Because of lack of access to antibodies that would recognize the cytoplasmic part of mouse H-2Kb and for versatility reasons, in these proof-of-concept in vitro and in vivo experiments, we used tag-specific antibodies. Future studies should consider antibodies that recognize cytoplasmic portion of the Kb or target beta-2 microglobulin to capture the peptide-MHC-I complexes from C57BL/6 mouse samples. For human studies and for the generation of human aAPCs the W6/32 pan HLA-I antibody could prove to be a good candidate. Viral proteins that interact with the cytoplasmic portion of HLA-I could be also a viable option for affinity purification of peptide-MHC-I repertoire and generation of aAPCs.

In theory this technique can be applied to achieve both immunogenic and tolerogenic immune responses. AAPCs generated from normal cells or cells pulsed with self-antigen and combined with inhibitory signals and cytokines should generate antigen-specific regulatory T cell responses (prevent or treat autoimmune diseases). Along the same logic aAPCs could be generated to treat allergy or used as preventative vaccines to fight infectious diseases.
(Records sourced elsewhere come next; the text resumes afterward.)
PR #87, opened 2023-02-04
Bug fixes, features and some public API changes

citreae535:
### 1. Breaking: change `Service.delete` to borrow rather than consume `self`
The underlying win32 API call merely marks the service for deletion. It can be called even if the service is not stopped and will not invalidate the caller's open handle to it. Making the function not consuming `self` allows the caller to decide when to close the handle. Docs and examples are updated to reflect this change.
### 2. Refactor `double_nul_terminated` implementation
- Rename `from_vec` to `from_slice` since it takes a slice, not a `Vec`.
- Allocate `WideString` in `from_slice` with pre-calculated capacity.
- Add unit tests for `from_slice`.
### 3. Bump `windows-sys` to `0.45`
An additional feature `Win32_Storage_FileSystem` is pulled in just for the flag `FileSystem::DELETE`. This does not feel right, but hard-coding it ourselves feels worse.

### 4. Add public method `Service.set_delayed_auto_start`
This function configures if an auto-start service should be delayed.
### 5. Add public method `Error.is_os_error`
This function checks if an error from win32 API call matches a specific OS error code.

## Public API changes
These three are more opinionated public API changes based on my own needs, If these do not feel right for you, I'll revert them.
### 6. Breaking: remove `ServiceDependency`
- It does not seem to do anything useful. The '+' prefix of a group dependency has to be passed to the win32 API. An `OsString` will suffice here since it is up to users to distinguish between service and group dependencies.
- If users want to check if a dependency is a group, they can simply check if the `OsString` starts with '+'.
### 7. Breaking: change `ServiceInfo` to a borrowed type
This change allows the caller to retain individual ownership of the fields of `ServiceInfo` without having to clone them.
### 8. Possibly breaking: replace `err-derive` with `thiserror`
  - Both crates derive `std::error::Error` for an enum with slightly different syntax. For this crate it is a drop-in replacement and unlikely to break anything.
  - `thiserror` has some extra features and are better maintained.
  - Because `thiserror` is vastly more popular (76,032,688 total downloads and 8400 dependent crates compared to `err-derive`'s 2,175,409 and 71), it is very likely that many users of this crate already depend on `thiserror` and will have less dependencies if  this switch is made. (In fact, crates.io shows that this crate is the most downloaded dependent of `err-derive`)

- - -
This change is [Reviewable](https://reviewable.io/reviews/mullvad/windows-service-rs/87)

### DIFF
--- a/Cargo.toml
+++ b/Cargo.toml
@@ -15,7 +15,7 @@ default-target = "x86_64-pc-windows-msvc"
 
 [target.'cfg(windows)'.dependencies]
 bitflags = "1.3"
-err-derive = "0.3.1"
+thiserror = "1"
 widestring = "1"
 
 [target.'cfg(windows)'.dependencies.windows-sys]
--- a/Cargo.toml
+++ b/Cargo.toml
@@ -19,10 +19,11 @@ err-derive = "0.3.1"
 widestring = "1"
 
 [target.'cfg(windows)'.dependencies.windows-sys]
-version = "0.36.1"
+version = "0.45"
 features = [
     "Win32_Foundation",
     "Win32_Security",
+    "Win32_Storage_FileSystem",
     "Win32_System_Power",
     "Win32_System_RemoteDesktop",
     "Win32_System_Services",
--- a/examples/install_service.rs
+++ b/examples/install_service.rs
@@ -1,6 +1,6 @@
 #[cfg(windows)]
 fn main() -> windows_service::Result<()> {
-    use std::ffi::OsString;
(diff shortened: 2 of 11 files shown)


pronebird:
Hi,

Thanks for your efforts. However, your PR introduces a lot of changes, some of them are good, others are breaking or subject to discussion. It would be much simpler to review your changes if they were somehow isolated one from the other.

citreae535:
Close in favor of separate PRs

In summary, here we presented the scientific community with a concept that has the potential to revolutionize cancer vaccines and make it affordable to anybody in matter of days giving a chance also to the patients with very limited time on their hands. Of course, more research will be needed to perfect this technology, including but not limited to carrier’s characteristics (material, size, shape, in vivo half-life, controlled release etc.), co-stimulatory molecules, cytokines and chemokines to use, route of delivery etc.